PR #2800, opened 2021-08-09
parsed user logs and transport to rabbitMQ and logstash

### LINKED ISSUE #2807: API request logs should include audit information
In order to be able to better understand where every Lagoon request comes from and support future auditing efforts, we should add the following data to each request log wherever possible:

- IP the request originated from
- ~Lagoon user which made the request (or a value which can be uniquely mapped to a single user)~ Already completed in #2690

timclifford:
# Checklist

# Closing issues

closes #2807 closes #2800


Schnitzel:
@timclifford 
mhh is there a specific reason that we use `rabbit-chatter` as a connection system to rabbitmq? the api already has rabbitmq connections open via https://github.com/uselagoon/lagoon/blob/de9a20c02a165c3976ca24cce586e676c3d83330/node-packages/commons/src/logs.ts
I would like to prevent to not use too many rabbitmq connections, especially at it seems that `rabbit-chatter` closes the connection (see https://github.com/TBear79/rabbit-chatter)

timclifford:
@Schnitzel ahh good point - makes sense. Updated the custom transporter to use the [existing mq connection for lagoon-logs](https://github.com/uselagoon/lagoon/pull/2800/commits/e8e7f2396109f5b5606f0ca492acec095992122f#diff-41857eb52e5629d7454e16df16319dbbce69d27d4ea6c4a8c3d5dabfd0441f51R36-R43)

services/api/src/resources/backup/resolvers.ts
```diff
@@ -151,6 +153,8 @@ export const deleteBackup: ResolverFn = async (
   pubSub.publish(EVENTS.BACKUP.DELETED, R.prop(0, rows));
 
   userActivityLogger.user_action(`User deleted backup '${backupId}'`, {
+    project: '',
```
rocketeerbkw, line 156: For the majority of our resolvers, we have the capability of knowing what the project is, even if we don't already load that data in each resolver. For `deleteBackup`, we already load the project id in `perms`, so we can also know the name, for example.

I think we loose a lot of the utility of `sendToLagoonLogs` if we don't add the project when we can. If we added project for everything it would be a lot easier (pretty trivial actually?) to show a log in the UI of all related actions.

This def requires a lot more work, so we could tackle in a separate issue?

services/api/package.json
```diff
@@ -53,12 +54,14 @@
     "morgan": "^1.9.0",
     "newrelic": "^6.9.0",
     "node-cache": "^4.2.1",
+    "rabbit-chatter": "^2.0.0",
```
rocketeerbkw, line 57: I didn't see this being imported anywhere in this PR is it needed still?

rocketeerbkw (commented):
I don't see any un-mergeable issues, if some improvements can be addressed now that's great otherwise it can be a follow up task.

+ + + + + + +

* _PROBLEM STATEMENT_: Begin with the line that contains "rocketeerbkw, line 57: I" and end with the last line of the records; set down every line in that span exactly, and nothing else.

* _PROBLEM SOLUTION_:
rocketeerbkw, line 57: I didn't see this being imported anywhere in this PR is it needed still?

rocketeerbkw (commented):
I don't see any un-mergeable issues, if some improvements can be addressed now that's great otherwise it can be a follow up task.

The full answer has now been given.